(Records drawn from a dataset)
====

PR #10, opened 2023-02-13
Add ability to easily creating and sharing custom nodes

Fannovel16:


nodes.py
```diff
@@ -597,4 +598,18 @@ def upscale(self, image, upscale_method, width, height, crop):
     "CLIPLoader": CLIPLoader,
 }
 
-
+def load_custom_nodes():
+    possible_modules = os.listdir("custom_nodes")
+    possible_modules.remove("put_custom_nodes_here")
```
comfyanonymous: instead of doing that you should only try importing files that end with .py

I would also like it if the put_custom_nodes_here file was a .py.example file instead with a very short example of a custom node.

nodes.py
```diff
@@ -597,4 +598,18 @@ def upscale(self, image, upscale_method, width, height, crop):
     "CLIPLoader": CLIPLoader,
 }
 
-
+def load_custom_nodes():
+    possible_modules = os.listdir("custom_nodes")
```
comfyanonymous: Use something like this for the path so it works even when the user isn't running it from the comfyui directory.
```os.path.join(os.path.dirname(os.path.realpath(__file__)), "custom_nodes")```

Comment (Fannovel16) [reply nodes.py]: Thanks for your advice 👍

File: nodes.py (hunk 1 above)
Comment (Fannovel16) [reply nodes.py]: I want to make it able to load nodes from a folder because in some cases, saving all the code into a single file can isn't a good idea, especially when writing complex nodes. But I agree that we should check .py extension.

I agree that it is a good idea to write some example. So, I also wrote two examples of custom nodes. One for importing from file and the other for importing from folder.

**Comment by comfyanonymous** [comment]
I rename the custom_nodes/example.py to custom_nodes/example_test.py and I get this:
```
Cannot import example_test.py module for custom nodes.
No module named 'example_test'
```

**Comment by Fannovel16** [comment]
@comfyanonymous Fixed the bug.

File: nodes.py [hunk 3]
```diff
@@ -11,11 +11,13 @@
 import numpy as np
 
 sys.path.insert(0, os.path.join(sys.path[0], "comfy"))
+sys.dont_write_bytecode = True #No __pycache__ plz
```
comfyanonymous: Can't you just ignore the __pycache__ files in your code that loads the folders?

Fannovel16: You're right

PR #17, opened 2023-02-21
Preview images, progress and workflow history

pythongosssss:
Reworked sockets to use socketio
Added progress to nodes
Added highlight to active node
Added preview to saveimage node

I've left this as draft as it isn't totally complete yet (e.g images show on nodes and on the side as I want sure which was better)


pythongosssss:
Converted back to draft as I haven't checked it on collab

PR #37, opened 2023-03-03
GFPGAN/ESRGAN

jac3km4:
Hi!
I like your project and consider it the most versatile SD UI out there. I'm not very experienced with Python, but I've added some new nodes locally and thought they might be useful to others.

This adds 2 new nodes, `ESRGAN` and `GFPGAN`. The `ESRGAN` node supports all the standard models and uses a list widget to pick them by name. They are then downloaded and cached on demand.
I couldn't figure out a clean way to plug-in face restore, so I ended up adding a `face_restore` input which is just a connection to the face restore model. I don't think the UI supports optional nodes, but it could be made optional in the future.

I've also built a convenience LORA widget that loads multiple LORAs based on a text prompt, I can open a PR for it if you think it's valuable: https://github.com/comfyanonymous/ComfyUI/compare/master...jac3km4:multilora?expand=1

### DIFF
--- a/.gitignore
+++ b/.gitignore
@@ -4,3 +4,4 @@ output/
 models/checkpoints
 models/vae
 models/embeddings
+gfpgan/
--- a/.gitignore
+++ b/.gitignore
@@ -4,4 +4,5 @@ output/
 models/checkpoints
 models/vae
 models/embeddings
-gfpgan/
+models/gfpgan
+models/realesrgan
--- a/configure.py
+++ b/configure.py
@@ -1,0 +1,33 @@
+import cmd, requests, os
+
+class ComfyConfigure(cmd.Cmd):
+    intro = "Welcome to ComfyUI configure shell. Type help or ? to list commands.\n"
+    prompt = "(configure) "
+    file = None
+
+    def do_install_esrgan_deps(self, arg):
+        'Install base ESRGAN/GFPGAN model dependencies'
+        self.install_model('realesrgan', 'https://github.com/xinntao/Real-ESRGAN/releases/download/v0.1.0/RealESRGAN_x4plus.pth')
+        self.install_model('realesrgan', 'https://github.com/xinntao/Real-ESRGAN/releases/download/v0.2.2.4/RealESRGAN_x4plus_anime_6B.pth')
+        self.install_model('gfpgan', 'https://github.com/TencentARC/GFPGAN/releases/download/v1.3.0/GFPGANv1.3.pth')
+        print('done!')
+
+    def do_exit(self, arg):
+        'Exit the shell'
+        return True
+    
+    def install_model(self, category, url):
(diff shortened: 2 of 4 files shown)


comfyanonymous:
Thanks for the pull request.

I don't want comfyui to download stuff while it's running and would prefer if it was done in a separate setup script that the user can run.

Is it possible to include the ESRGAN and GFPGAN python code in the repo itself in a "extras" folder maybe? It shouldn't be too long if it's just the models.

jac3km4:
@comfyanonymous
I've removed the download bit and replaced it with a small `configure.py` command-line file that can set up the model files. If no models are installed the nodes can't be used, which I think is the expected behavior.

comfyanonymous:
A few things:

I get this when I try it on colab since it uses python 3.8.10:
``` Traceback (most recent call last):
  File "main.py", line 11, in <module>
    import execution
  File "/content/ComfyUI/execution.py", line 11, in <module>
    import nodes
  File "/content/ComfyUI/nodes.py", line 862
    match os.path.splitext(model)[0]:
          ^
SyntaxError: invalid syntax
```



Can you switch to a simpler library like this one for ESRGAN? https://github.com/Lornatang/ESRGAN-PyTorch

I'm having issues pip installing realesrgan and gfpgan on my system probably because some of their dependencies don't seem to play well with my pytorch. 


The GFPGAN and ESRGAN nodes should be completely separate from each other. There should be one node for applying ESRGAN to the image and one separate node for applying GFPGAN.

Also you should use the size of the weights and weight names in the model files to detect the type of model instead of the file names.


If you decide to make these changes I would like you to make a pull request for only the ESRGAN node first and then we can decide what to do with the GFPGAN.

jac3km4:
The reason GFPGAN and ESRGAN are coupled here is because I think the optimal way to use GFPGAN is to do face restore on the original image and paste it on the upscaled background, but they could be used separately too, I'm OK with excluding GFPGAN from this PR.
I've had a look at [ESRGAN-PyTorch](https://github.com/Lornatang/ESRGAN-PyTorch), but it's not published to PIP and it doesn't seem to expose a convenient interface as a library, but maybe I'm missing something.

comfyanonymous:
I would prefer using an ESRGAN library that only depends on pytorch, this one might also be a good choice since it's what the a1111 ui uses: https://github.com/victorca25/iNNfer

If it's not in pip copying the files to a subfolder of the comfy_extras folder is an option.

jac3km4:
gonna close this PR, since I see you added the innfer upscaler on master

Mshaoyang1991:
Please add GFPGAN it's really useful,Especially if you want to enlarge the picture,

jac3km4:
@Mshaoyang1991 you can upscale on the master version with the `ImageUpscaleWithModel` node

====

**YOUR TASK:** This exercise calls for repeating every line of the data exactly.

**TASK RESPONSE:**
PR #10, opened 2023-02-13
Add ability to easily creating and sharing custom nodes

Fannovel16:


nodes.py
```diff
@@ -597,4 +598,18 @@ def upscale(self, image, upscale_method, width, height, crop):
     "CLIPLoader": CLIPLoader,
 }
 
-
+def load_custom_nodes():
+    possible_modules = os.listdir("custom_nodes")
+    possible_modules.remove("put_custom_nodes_here")
```
comfyanonymous: instead of doing that you should only try importing files that end with .py

I would also like it if the put_custom_nodes_here file was a .py.example file instead with a very short example of a custom node.

nodes.py
```diff
@@ -597,4 +598,18 @@ def upscale(self, image, upscale_method, width, height, crop):
     "CLIPLoader": CLIPLoader,
 }
 
-
+def load_custom_nodes():
+    possible_modules = os.listdir("custom_nodes")
```
comfyanonymous: Use something like this for the path so it works even when the user isn't running it from the comfyui directory.
```os.path.join(os.path.dirname(os.path.realpath(__file__)), "custom_nodes")```

Comment (Fannovel16) [reply nodes.py]: Thanks for your advice 👍

File: nodes.py (hunk 1 above)
Comment (Fannovel16) [reply nodes.py]: I want to make it able to load nodes from a folder because in some cases, saving all the code into a single file can isn't a good idea, especially when writing complex nodes. But I agree that we should check .py extension.

I agree that it is a good idea to write some example. So, I also wrote two examples of custom nodes. One for importing from file and the other for importing from folder.

**Comment by comfyanonymous** [comment]
I rename the custom_nodes/example.py to custom_nodes/example_test.py and I get this:
```
Cannot import example_test.py module for custom nodes.
No module named 'example_test'
```

**Comment by Fannovel16** [comment]
@comfyanonymous Fixed the bug.

File: nodes.py [hunk 3]
```diff
@@ -11,11 +11,13 @@
 import numpy as np
 
 sys.path.insert(0, os.path.join(sys.path[0], "comfy"))
+sys.dont_write_bytecode = True #No __pycache__ plz
```
comfyanonymous: Can't you just ignore the __pycache__ files in your code that loads the folders?

Fannovel16: You're right

PR #17, opened 2023-02-21
Preview images, progress and workflow history

pythongosssss:
Reworked sockets to use socketio
Added progress to nodes
Added highlight to active node
Added preview to saveimage node

I've left this as draft as it isn't totally complete yet (e.g images show on nodes and on the side as I want sure which was better)


pythongosssss:
Converted back to draft as I haven't checked it on collab

PR #37, opened 2023-03-03
GFPGAN/ESRGAN

jac3km4:
Hi!
I like your project and consider it the most versatile SD UI out there. I'm not very experienced with Python, but I've added some new nodes locally and thought they might be useful to others.

This adds 2 new nodes, `ESRGAN` and `GFPGAN`. The `ESRGAN` node supports all the standard models and uses a list widget to pick them by name. They are then downloaded and cached on demand.
I couldn't figure out a clean way to plug-in face restore, so I ended up adding a `face_restore` input which is just a connection to the face restore model. I don't think the UI supports optional nodes, but it could be made optional in the future.

I've also built a convenience LORA widget that loads multiple LORAs based on a text prompt, I can open a PR for it if you think it's valuable: https://github.com/comfyanonymous/ComfyUI/compare/master...jac3km4:multilora?expand=1

### DIFF
--- a/.gitignore
+++ b/.gitignore
@@ -4,3 +4,4 @@ output/
 models/checkpoints
 models/vae
 models/embeddings
+gfpgan/
--- a/.gitignore
+++ b/.gitignore
@@ -4,4 +4,5 @@ output/
 models/checkpoints
 models/vae
 models/embeddings
-gfpgan/
+models/gfpgan
+models/realesrgan
--- a/configure.py
+++ b/configure.py
@@ -1,0 +1,33 @@
+import cmd, requests, os
+
+class ComfyConfigure(cmd.Cmd):
+    intro = "Welcome to ComfyUI configure shell. Type help or ? to list commands.\n"
+    prompt = "(configure) "
+    file = None
+
+    def do_install_esrgan_deps(self, arg):
+        'Install base ESRGAN/GFPGAN model dependencies'
+        self.install_model('realesrgan', 'https://github.com/xinntao/Real-ESRGAN/releases/download/v0.1.0/RealESRGAN_x4plus.pth')
+        self.install_model('realesrgan', 'https://github.com/xinntao/Real-ESRGAN/releases/download/v0.2.2.4/RealESRGAN_x4plus_anime_6B.pth')
+        self.install_model('gfpgan', 'https://github.com/TencentARC/GFPGAN/releases/download/v1.3.0/GFPGANv1.3.pth')
+        print('done!')
+
+    def do_exit(self, arg):
+        'Exit the shell'
+        return True
+    
+    def install_model(self, category, url):
(diff shortened: 2 of 4 files shown)


comfyanonymous:
Thanks for the pull request.

I don't want comfyui to download stuff while it's running and would prefer if it was done in a separate setup script that the user can run.

Is it possible to include the ESRGAN and GFPGAN python code in the repo itself in a "extras" folder maybe? It shouldn't be too long if it's just the models.

jac3km4:
@comfyanonymous
I've removed the download bit and replaced it with a small `configure.py` command-line file that can set up the model files. If no models are installed the nodes can't be used, which I think is the expected behavior.

comfyanonymous:
A few things:

I get this when I try it on colab since it uses python 3.8.10:
``` Traceback (most recent call last):
  File "main.py", line 11, in <module>
    import execution
  File "/content/ComfyUI/execution.py", line 11, in <module>
    import nodes
  File "/content/ComfyUI/nodes.py", line 862
    match os.path.splitext(model)[0]:
          ^
SyntaxError: invalid syntax
```



Can you switch to a simpler library like this one for ESRGAN? https://github.com/Lornatang/ESRGAN-PyTorch

I'm having issues pip installing realesrgan and gfpgan on my system probably because some of their dependencies don't seem to play well with my pytorch. 


The GFPGAN and ESRGAN nodes should be completely separate from each other. There should be one node for applying ESRGAN to the image and one separate node for applying GFPGAN.

Also you should use the size of the weights and weight names in the model files to detect the type of model instead of the file names.


If you decide to make these changes I would like you to make a pull request for only the ESRGAN node first and then we can decide what to do with the GFPGAN.

jac3km4:
The reason GFPGAN and ESRGAN are coupled here is because I think the optimal way to use GFPGAN is to do face restore on the original image and paste it on the upscaled background, but they could be used separately too, I'm OK with excluding GFPGAN from this PR.
I've had a look at [ESRGAN-PyTorch](https://github.com/Lornatang/ESRGAN-PyTorch), but it's not published to PIP and it doesn't seem to expose a convenient interface as a library, but maybe I'm missing something.

comfyanonymous:
I would prefer using an ESRGAN library that only depends on pytorch, this one might also be a good choice since it's what the a1111 ui uses: https://github.com/victorca25/iNNfer

If it's not in pip copying the files to a subfolder of the comfy_extras folder is an option.

jac3km4:
gonna close this PR, since I see you added the innfer upscaler on master

Mshaoyang1991:
Please add GFPGAN it's really useful,Especially if you want to enlarge the picture,

jac3km4:
@Mshaoyang1991 you can upscale on the master version with the `ImageUpscaleWithModel` node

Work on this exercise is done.